→ **Exercise aim**
Look at each line below and tally those holding "internal"; answer with that figure and nothing else.

→ **Collected data entries**

PR #10348, opened 2024-09-04
kernel: change space/tab combination into the right amount of spaces

ddstreet:
Non functional change; only converts a single tab char to the correct number of spaces.


rlmenge:
I addressed this in https://github.com/microsoft/azurelinux/pull/10365/files :)

PR #10389, opened 2024-09-09
Fixed toolchain tests blocking non-toolchain packages' tests.

PawelWMS:
###### Merge Checklist  

- [X] Ready to merge

---

###### Summary 

We have a bug in the PR check where a change to a toolchain package prevents ptest from being run for all non-toolchain packages. This change moves toolchain ptests to a separate job, so the original `BuildAndTest` will build and test only non-toolchain packages.

Requires #10392 to be merged first.

No.

###### Test Methodology

- PR check.


.pipelines/templates/PackageBuild.yml
```diff
@@ -37,6 +37,14 @@ parameters:
     # - name: build-artifacts
     #   rpmsTarball: cache.tar.gz
 
+  - name: isAllowToolchainRebuilds
+    type: string
+    default: "default"
```
anphel31, line 42: Why not default to true or false? and how is the value of "default" handled? (it seems to be skipped by the if/elif case below)

anphel31 (approved):

.pipelines/templates/PackageBuild.yml
PawelWMS: With "default" I can pass no arguments to the toolkit and let toolkit's defaults take over. If I forced "true" or "false" here, then I'd need to keep up with every update of the defaults in the toolkit.

PR #10404, opened 2024-09-10
Image Customizer: Add support for 'vfat' filesystem.

cwize1:
The FAT filesystem is a tad confusing. Technically, FAT12, FAT16, and FAT32 refer to a fat filesystem with 12, 16, and 32 bit addressing respectively. However, you can't just use FAT32 for everything since each variant has different min and max partition sizes. So, instead you have to dynamically select the correct one based on the partition size. However, a lot of partioning tools (including Windows) hide this complexity and just use 'fat32' to mean either FAT12, FAT16, or FAT32.

There is also VFAT which refers to any FAT filesystem variants where long filename support is enabled. Nowadays it is pretty much always enabled. So, it isn't unusual for tools (including the Linux kernel) to use 'vfat' as a generic term to refer to any of the FAT filesystem variants.

The image customizer tool currently supports 'fat32' to mean dynamically selecting between FAT12, FAT16, or FAT32. This change adds 'vfat' to mean the same thing.

---

###### Merge Checklist  

- [x] Ready to merge

NO

###### Test Methodology

- Ran tests.

### DIFF
--- a/toolkit/tools/imagecustomizerapi/storage_test.go
+++ b/toolkit/tools/imagecustomizerapi/storage_test.go
@@ -123,7 +123,7 @@ func TestStorageIsValidBadEspFsType(t *testing.T) {
 
 	err := storage.IsValid()
 	assert.Error(t, err)
-	assert.ErrorContains(t, err, "ESP partition must have 'fat32' filesystem type")
+	assert.ErrorContains(t, err, "ESP partition must have 'fat32' or 'vfat' filesystem type")
 }
 
 func TestStorageIsValidBadBiosBootFsType(t *testing.T) {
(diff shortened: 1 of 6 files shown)


toolkit/tools/imagecustomizerapi/storage_test.go
```diff
@@ -123,7 +123,7 @@ func TestStorageIsValidBadEspFsType(t *testing.T) {
 
 	err := storage.IsValid()
 	assert.Error(t, err)
-	assert.ErrorContains(t, err, "ESP partition must have 'fat32' filesystem type")
+	assert.ErrorContains(t, err, "ESP partition must have 'fat32' or 'vfat' filesystem type")
```
PawelWMS, line 126: Might be also worth adding a test case specifically for VFAT.

PawelWMS (approved):

toolkit/tools/imagecustomizerapi/storage_test.go
cwize1: This test actually is setting the partition to `ext4` to trigger this error. So, it doesn't make sense to create a second one for vfat.

However, I did add a no-error test that uses vfat.

PawelWMS (approved):

PR #10452, opened 2024-09-13
Revert to 1.19.4, add epoch and add patch for CVE-2024-37371 and CVE-2024-37370

nicogbg:
Revert to 1.19.4, add epoch and add patch for CVE-2024-37371 and CVE-2024-37370

###### Merge Checklist  

- [x] Ready to merge

---

###### Summary 

Minor upgrade of krb5 to 1.21.3 caused regression in OS. This PR is reverting back to 1.19.4 and adding patches for two important cves [CVE-2024-37370](https://github.com/advisories/GHSA-wvrw-2fv8-cjvx) & [CVE-2024-37371](https://github.com/advisories/GHSA-8wpj-v5qv-3wf4). 

The revert will use epoch so that the 1.19.4 version is recognized as the "latest" version. The motivation behind this revert was that 1.21 upgrade broke a downstream partner team that uses krb5 for Powershell Session connecting from AZL to Windows.

In terms of the patch:  The CVE-3730.patch file that is being used from the upstream commit, but we are not including three of the new package tests: `test_cfx_altered_ec, test_cfx_short_plaintext and test_cfx_large_ec`  because they require a 1.20+ version of internal function logic that was heavily modified in this upstream PR: [Always use platform PRNG by greghudson · Pull Request #1219 · krb5/krb5 (github.com)](https://github.com/krb5/krb5/pull/1219/files). 

This PR also introduces a patch to include the k5-der.h file as it is needed for the CVE-3730.patch. 

###### Change Log  

- Change
- Change
- Change

**YES**

###### Associated issues  

- #xxxx

###### Links to CVEs  
- https://nvd.nist.gov/vuln/detail/CVE-2024-37370
- https://nvd.nist.gov/vuln/detail/CVE-2024-37371

###### Test Methodology

- Pipeline build id: xxxx


PawelWMS (approved):

SPECS/krb5/krb5.spec
```diff
@@ -3,16 +3,20 @@
 
 Summary:        The Kerberos newtork authentication system
 Name:           krb5
-Version:        1.21.3
-Release:        2%{?dist}
+Epoch:          1
```
PawelWMS, line 6: The `%{name} = %{version}-%{release}` dependency in the `devel` and `lang` subpackages would now also need to be changed to `%{name} = %{epoch}:%{version}-%{release}`. Same thing applies for all other packages with a dependency on a specific version of `krb5`.

aditjha-msft: Updated the devel, lang, and lib lines. Please let me know if I missed anything.

PawelWMS: This spec looks good. Please also check other specs for dependencies (both `Requires` and `BuildRequires`) on a specific version of `krb5` and its packages. I think I haven't seen any but please verify my findings.

SPECS/krb5/CVE-2024-37370.patch
```diff
@@ -26,8 +26,8 @@ version_fixed: 1.21.3
  src/lib/gssapi/krb5/k5sealv3.c    |   5 +
  src/lib/gssapi/krb5/k5sealv3iov.c |   3 +-
  src/lib/gssapi/krb5/k5unsealiov.c |  80 +++++++++-
- src/tests/gssapi/t_invalid.c      | 233 +++++++++++++++++++++++++-----
- 4 files changed, 275 insertions(+), 46 deletions(-)
```
PawelWMS: Why did you remove the tests? They seem to be present in the [original CVE patch](https://github.com/krb5/krb5/commit/55fbf435edbe2e92dd8101669b1ce7144bc96fef#diff-39f0036d8943271a8f7510ab2dafef5a3a4b8f35d36a3395a65447d9bf1c630b).

PawelWMS (changes requested):
Need more details about the removed tests.

SPECS/krb5/krb5.spec
aditjha-msft: I also checked in the codebase and no dependency is specifying specifically a krb5 version, only `>= {krb5-version}` so I think we're good on that.

SPECS/krb5/CVE-2024-37370.patch
aditjha-msft: Replied in email thread as well but adding here: The new tests that are added as part of the patch cause the t_invalid.c tests to fail as there is an abort() being called on one of the return values of an internal function. I These specific tests work fine on 1.21.3 but given that they are having issues in 1.19.4, I believe there has to be some changes in between the versions in their codebase that is impacting the behavior of some of these internal functions.

jslobodzian (approved):

SPECS/krb5/krb5.spec
```diff
@@ -3,21 +3,25 @@
...
 Vendor:         Microsoft Corporation
 Distribution:   Mariner
 Group:          System Environment/Security
 URL:            https://web.mit.edu/kerberos/
 Source0:        https://kerberos.org/dist/%{name}/%{maj_version}/%{name}-%{version}.tar.gz
 Source1:        krb5.conf
-Patch0:         CVE-2024-26461.patch
+Patch0:         CVE-2023-36054.patch
+Patch1:         CVE-2024-26461.patch
+Patch2:         k5-der-header.patch
```
PawelWMS, line 18: Can you add a comment explaining why this particular patch is needed?

SPECS/krb5/krb5.spec
```diff
@@ -3,21 +3,26 @@
...
 Distribution:   Mariner
 Group:          System Environment/Security
 URL:            https://web.mit.edu/kerberos/
 Source0:        https://kerberos.org/dist/%{name}/%{maj_version}/%{name}-%{version}.tar.gz
 Source1:        krb5.conf
-Patch0:         CVE-2024-26461.patch
+Patch0:         CVE-2023-36054.patch
+Patch1:         CVE-2024-26461.patch
+# The k5-der.h file is needed to for the functions in CVE-2024-37370.patch to work.
+Patch2:         k5-der-header.patch
```
PawelWMS, line 19: Just had a short conversation with Jon and since this is done only for the CVE fix, please just bundle it inside `CVE-2024-37370.patch`. That way it's clearer they go together. Btw. why was this header patch needed as a separate change? Is it due to the CVE fix being a backport from a newer version?

aditjha-msft: that is correct. the newer versions have this small header file and the main cve patch for 3730 and 3731 is including this header file in order to work. I will try to bundle it inside the other CVE patch

PR #10464, opened 2024-09-17
Upgrade tdnf to version 3.5.8 and Fix the ptests

sameluch:
###### Merge Checklist  

- [X] Ready to merge

---

###### Summary 

Currently the ptests for tdnf don't run, also we are taking a minor upgrade for tdnf to go alongside the snapshot work. PR stops skipping tests, additionally makes them compatible with the chroot environment.

###### Change Log  

- Upgrade tdnf to version 3.5.8
- Fix the ptests to run for azure linux

**YES**

###### Test Methodology

- Local Testing
- sudo make build-packages REBUILD_TOOLS=y CONFIG_FILE= RUN_CHECK=y TEST_RERUN_LIST="tdnf" SRPM_PACK_LIST="tdnf" DAILY_BUILD_ID=lkg REBUILD_TOOLCHAIN=n -j100
image
- full build: https://dev.azure.com/mariner-org/mariner/_build/results?buildId=641602&view=results


dmcilvaney (approved):

SPECS/tdnf/fix-tests-for-azl.patch
```diff
@@ -0,0 +1,157 @@
...
++gpgkey=file:///etc/pki/rpm-gpg/MICROSOFT-RPM-GPG-KEY
+ gpgcheck=0
+ enabled=0
+ EOF
+@@ -146,7 +146,7 @@ cat << EOF > ${TEST_REPO_DIR}/yum.repos.d/photon-test-src.repo
+ [photon-test-src]
+ name=basic
+ baseurl=http://localhost:8080/photon-test-src
+-gpgkey=file:///etc/pki/rpm-gpg/VMWARE-RPM-GPG-KEY
++gpgkey=file:///etc/pki/rpm-gpg/MICROSOFT-RPM-GPG-KEY
```
PawelWMS, line 65: For the key paths, it might be easier to instead link/copy them in the `%check` section to match the expectations from the tests. Specs tend to be more friendly to view if we ever change the key name/path and my hope is it'll be harder to miss this workaround at that time.

SPECS/tdnf/tdnf.spec
```diff
@@ -121,23 +129,30 @@ systemd services for periodic automatic update
...
+%endif
+
+mkdir -p build && cd build
 %cmake \
     -DCMAKE_BUILD_TYPE=Debug \
     -DBUILD_SHARED_LIBS=OFF \
     -DCMAKE_INSTALL_LIBDIR:PATH=%{_libdir} \
-    -DHISTORY_DB_DIR=%{_tdnf_history_db_dir}
+    -DHISTORY_DB_DIR=%{_tdnf_history_db_dir} \
+	..
```
PawelWMS, line 143: Please use spaces instead of tabs.

SPECS/tdnf/tdnf.spec
```diff
@@ -121,23 +129,30 @@ systemd services for periodic automatic update
 %autosetup -p1
 
 %build
+%if 0%{?with_check}
+# remove problematic test file when running tests from within the rpm build directory
+rm pytests/tests/test_srpms.py
```
PawelWMS, line 134: Two questions here:
- What is wrong with the tests? I'm reluctant to remove tests without a good reason. If it's something on our end, we should fix it. If it's a different case, please add some details as to why it's OK to remove these tests.
- Is this really ran from the `%build` stage? It would be ideal, if we could keep all test steps inside the `%check` section, although I'm aware that's not always possible.

SPECS/tdnf/tdnf.spec
```diff
@@ -121,23 +129,30 @@ systemd services for periodic automatic update
...
-%cmake_build
-
-cd %{__cmake_builddir}
+%make_build
 %make_build python
 
 %check
-pip3 install pytest requests pyOpenSSL
-cd build && make %{?_smp_mflags} check
+pip3 install pytest pyOpenSSL flake8
```
PawelWMS, line 149: Two things:
- Since we're here, could you freeze the versions of the external Python modules to keep the tests stable?
- We do have `python-flake8` as a package. Can we use that instead of the external one?

SPECS/tdnf/tdnf.spec
PawelWMS:
```suggestion
    ..
```

SPECS/tdnf/tdnf.spec
sameluch: The tests count and check the srpms present within the build expected RPM build directory. We don't necessarily know what exactly will be in this directory at the time of build, so these tests did not make much sense when this is the case and when being executed within the build directory. Additionally, the test's expected cleanup is to delete the entire directory. By doing so, the entire source directory and actively running tests are removed. Thus I've opted to remove thei file as to not be included prior to being built/included by cmake within the build directory.

Alternative to this, a skip directive could be added to each test, and the cleanup function could be removed as to no blow away the source. Though removing this in the spec `%build` or `%prep` section seemed much cleaner. I opted to include it within `%build` as it seemed more relevant to building rather than prepping to build.

SPECS/tdnf/tdnf.spec
sameluch: I went ahead and added version specifications here for the packages specified. We offer flake8 in extended and I would hesitate to migrate it forward into core (and upgrade it) for this PR as the purpose of a minor upgrade. Alternatively I have locked the version inline on the install command.

SPECS/tdnf/tdnf.spec
sameluch: fixed.

SPECS/tdnf/tdnf.spec
PawelWMS: That was dumb of me - I missed the fact that `flake8` is an extended package. Sorry for the trouble.

SPECS/tdnf/fix-tests-for-azl.patch
PawelWMS: Yup, or just add a symbolic link before we run the tests.

SPECS/tdnf/tdnf.spec
PawelWMS: Got it. In that case, could I ask you to add that explanation you just gave here about why we need to remove the tests? A shorted version is fine, though.:)

And can you check, if moving this to the `%check` section is still fine? That way it's clearer this is a test-only change.

sameluch: I will check if its possible to remove during the check section, though I suspect it may have to remain in build or prep.

sameluch: Explanation added, also moved removal to check section. Since cmake duplicates the file in the build directory, it also is removed there for safety.

SPECS/tdnf/fix-tests-for-azl.patch
sameluch: Symbolic link added in during check section.

PawelWMS (approved):

PR #16057, opened 2026-02-28
feat(rpmautospec): include building python-rpmautospec

ddstreet:
Add the `python-rpmautospec` package into our build, as we need its functionality in our koji builds.


christopherco:
Looks like #16059 went in already which includes python-rpmautospec. Closing this PR

PR #16061, opened 2026-02-28
workaround(rust-podman-sequoia): fix clang-sys runtime feature unification panic

christopherco:
Enable dlwrap's clang-runtime feature to fix a build failure caused by Cargo feature unification. When bindgen enables clang-sys/runtime, the runtime feature propagates to dlwrap's clang dependency, but without clang-runtime enabled, clang_sys::load() is never called — causing a panic: 'a libclang shared library is not loaded on this thread'.

This matches Fedora f43's approach (rust-dlwrap built with -f clang-runtime).

- Move rust-podman-sequoia from inline components-full.toml to dedicated comp.toml with a patch-add overlay
- Add enable-dlwrap-clang-runtime.patch to set features = ["clang-runtime"] on the dlwrap build-dependency in Cargo.toml

This workaround goes away when we move to a newer version of `podman-sequoia` that contains this type of patch. See upstream patch - https://github.com/ueno/podman-sequoia/commit/9bedf62e6d538c1c28b7e7fbece0113c5a151d18

### DIFF
--- a/base/comps/rust-podman-sequoia/rust-podman-sequoia.comp.toml
+++ b/base/comps/rust-podman-sequoia/rust-podman-sequoia.comp.toml
@@ -1,0 +1,25 @@
+[components.rust-podman-sequoia]
+
+# Fix build failure: clang-sys "runtime" feature unification causes panic
+# in dlwrap's build script because libclang is loaded via dlopen but
+# clang_sys::load() is never called.
+#
+# When bindgen (a transitive build-dep) enables clang-sys/runtime, Cargo
+# feature unification applies it to the shared clang-sys instance used by
+# dlwrap's clang dependency. But without dlwrap's clang-runtime feature,
+# the clang crate doesn't know to call load() first — causing a panic:
+#   "a `libclang` shared library is not loaded on this thread"
+#
+# The clang-runtime feature (added in dlwrap 0.3.9) propagates the runtime
+# feature through clang and clang-sys, ensuring load() is called.
+#
+# Fedora hit the same issue with 0.2.0-4.fc44 mass rebuild and resolved
+# it by bumping to 0.3.2 and adding the equivalent patch to enable building 
+# dlwrap with the clang-runtime feature in the podman-sequoia toml:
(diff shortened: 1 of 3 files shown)


reubeno:
>This workaround goes away when we start using our own dlwrap package as a dependency.

@christopherco Something I didn't quite catch; for stage1 builds we're using F43's dlwrap. Does that not have what we need?

christopherco:
> > This workaround goes away when we start using our own dlwrap package as a dependency.
> 
> @christopherco Something I didn't quite catch; for stage1 builds we're using F43's dlwrap. Does that not have what we need?

Apologies, what I wrote there was actually incorrect. We actually need a newer version of `podman-sequoia` which has this same change. See upstream patch - https://github.com/ueno/podman-sequoia/commit/9bedf62e6d538c1c28b7e7fbece0113c5a151d18

This commit is not present in our rust-podman-sequoia 0.2.0 version, which is the same version that F43 is on.

I have corrected my description comment and the comment in the toml overlay to accurately reflect what is needed to remove the workaround.

base/comps/rust-podman-sequoia/rust-podman-sequoia.comp.toml
```diff
@@ -0,0 +1,23 @@
...
+# When bindgen (a transitive build-dep) enables clang-sys/runtime, Cargo
+# feature unification applies it to the shared clang-sys instance used by
+# dlwrap's clang dependency. But without dlwrap's clang-runtime feature,
+# the clang crate doesn't know to call load() first — causing a panic:
+#   "a `libclang` shared library is not loaded on this thread"
+#
+# The clang-runtime feature (added in dlwrap 0.3.9) propagates the runtime
+# feature through clang and clang-sys, ensuring load() is called.
+#
+# Fedora hit the same issue with 0.2.0-4.fc44 mass rebuild and resolved
```
christopherco, line 16: issue: Reword this part of the comment. We need version 0.3.2 AND the upstream patch to enable the feature clang-runtime in the project's toml. Simply building with rust-dlwrap with -f clang-runtime isn't enough.
F44's upgrade to 0.3.2 includes the same change in it, which is why the builds are succeeding.

PR #16064, opened 2026-03-01
workaround(libspf2): disable doxygen call graphs to fix noarch rpmdiff failure

christopherco:
Add a dedicated comp.toml for libspf2 with a patch-add overlay that sets
CALL_GRAPH=NO in Doxyfile.in, plus a spec-append-lines overlay to apply
the patch in %prep. This eliminates nondeterministic SHORT_NAMES-numbered
call graph files (*_cgraph.map/md5/png) that differ between x86_64 and
aarch64 builders, causing Koji's noarch rpmdiff check to fail.

Root cause: doxygen's convertNameToFile() in util.cpp assigns SHORT_NAMES
numbers via a global first-come-first-served counter (g_usedNamesCount).
The call order is influenced by POSIX readdir() nondeterminism in file
discovery and multi-threaded output generation pipelines, making the
numbering host/architecture-dependent. AZL's overlayfs-backed builders
surface this nondeterminism; Fedora's tmpfs-backed builders do not. This
is an upstream doxygen design issue with no known fix.

The inline [components.libspf2] entry is moved from components-full.toml
to a dedicated base/comps/libspf2/libspf2.comp.toml file to house the
overlay and patch.

This overlay is a TEMPORARY WORKAROUND until the upstream doxygen
issue is addressed and the fix makes it into the distribution's doxygen
package.

### DIFF
--- a/base/comps/libspf2/disable-call-graphs.patch
+++ b/base/comps/libspf2/disable-call-graphs.patch
@@ -1,0 +1,23 @@
+Subject: Disable doxygen call graphs for reproducible noarch builds
+
+Doxygen's SHORT_NAMES numbering is non-deterministic across different
+filesystems/hosts due to readdir() ordering affecting the global
+first-come-first-served counter in convertNameToFile(). This causes
+call graph filenames (*_cgraph.map/md5/png) to differ between
+architectures, breaking Koji's noarch rpmdiff check.
+
+Disable CALL_GRAPH to remove the non-deterministic output files.
+The HTML pages, class/file indexes, and all textual content are
+unaffected.
+
+--- a/Doxyfile.in
++++ b/Doxyfile.in
+@@ -1122,7 +1122,7 @@
+ # So in most cases it will be better to enable call graphs for selected 
+ # functions only using the \callgraph command.
+ 
+-CALL_GRAPH             = YES
++CALL_GRAPH             = NO
+ 
+ # If the GRAPHICAL_HIERARCHY and HAVE_DOT tags are set to YES then doxygen 
+ # will graphical hierarchy of all classes instead of a textual one.
--- a/base/comps/libspf2/libspf2.comp.toml
+++ b/base/comps/libspf2/libspf2.comp.toml
@@ -1,0 +1,51 @@
+[components.libspf2]
+
+# Disable doxygen call graphs to fix noarch rpmdiff failure.
+#
+# Root cause: doxygen's SHORT_NAMES numbering (a00001, a00002, ...) is assigned
+# via a global first-come-first-served counter (g_usedNamesCount in util.cpp's
+# convertNameToFile()). The number depends on the order convertNameToFile() is
+# called, which is influenced by:
+#
+#   1. readDir() in doxygen.cpp iterates directories via DirIterator (dir.cpp),
+#      which wraps ghc::filesystem::directory_iterator — i.e. POSIX readdir().
+#      readdir() order is filesystem/host-dependent and not guaranteed by POSIX.
+#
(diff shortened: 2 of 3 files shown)


christopherco:
Pulling back to draft. It still really isn't clear to me why Fedora's builders don't encounter this issue. Even though doxygen's code/design with SHORT_NAMES might be fragile, I'd like to find out why Fedora's builders are getting deterministic results even when readdir() is non-deterministic by POSIX standard.

christopherco:
@reubeno This might be a builder difference in mock configuration to use tmpfs vs not. Fedora is likely using tmpfs enabled while we are not. Without tmpfs enabled, AZL builder defaults to host environment which is backed by an overlayfs and readdir() ordering likely diverges.

base/comps/libspf2/libspf2.comp.toml
```diff
@@ -0,0 +1,45 @@
...
+# This overlay is a TEMPORARY WORKAROUND until the upstream doxygen issue is
+# addressed and the fix makes it into the distribution's doxygen package.
+
+[[components.libspf2.overlays]]
+type = "spec-search-replace"
+section = "%build"
+description = "Disable doxygen call graphs to fix noarch rpmdiff failure caused by readdir() nondeterminism in SHORT_NAMES numbering"
+regex = '/usr/bin/doxygen'
+replacement = """sed -i -e 's/\\(CALL_GRAPH[[:space:]]*=[[:space:]]*\\)YES/\\1NO/' Doxyfile
+sed -i -e 's/\\(CALLER_GRAPH[[:space:]]*=[[:space:]]*\\)YES/\\1NO/' Doxyfile
```
reubeno: Is Doxyfile something that can be changed with a standard patch? Or is it a loose file that could be updated with a file-based overlay?

reubeno (commented):
Let's see if we can avoid a rexeg here.

base/comps/libspf2/libspf2.comp.toml
christopherco: Will take a look now that I think I've found the underlying difference in the Fedora vs AZL builders that are exposing this problem for only us. https://github.com/microsoft/azurelinux/pull/16064#issuecomment-3978906071

reubeno:
> @reubeno This might be a builder difference in mock configuration to use tmpfs vs not. Fedora is likely using tmpfs enabled while we are not. Without tmpfs enabled, AZL builder defaults to host environment which is backed by an overlayfs and readdir() ordering likely diverges.

That's a great insight. We've seen multiple issues with non-deterministic results influenced by fs iteration. While they're all legitimate robustness and reproducibility issues in the upstream specs / projects we should also try to align with Fedora builder configuration to decrease deltas.

We should follow up with the folks operating our koji instance on this.

base/comps/libspf2/disable-call-graphs.patch
```diff
@@ -0,0 +1,24 @@
+From: Azure Linux Team <azurelinux@microsoft.com>
```
christopherco: issue: hallucination. need to remove

base/comps/libspf2/libspf2.comp.toml
christopherco: Updated to use a patch file instead. Much more readable/maintainable than the regex 😄

base/comps/libspf2/disable-call-graphs.patch
reubeno: Sounds good. Change otherwise looks pretty reasonable.

Mental note: we're seeing a number of specs that explicitly apply each patch; we could handle them better.

reubeno (approved):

→ **Answer**
2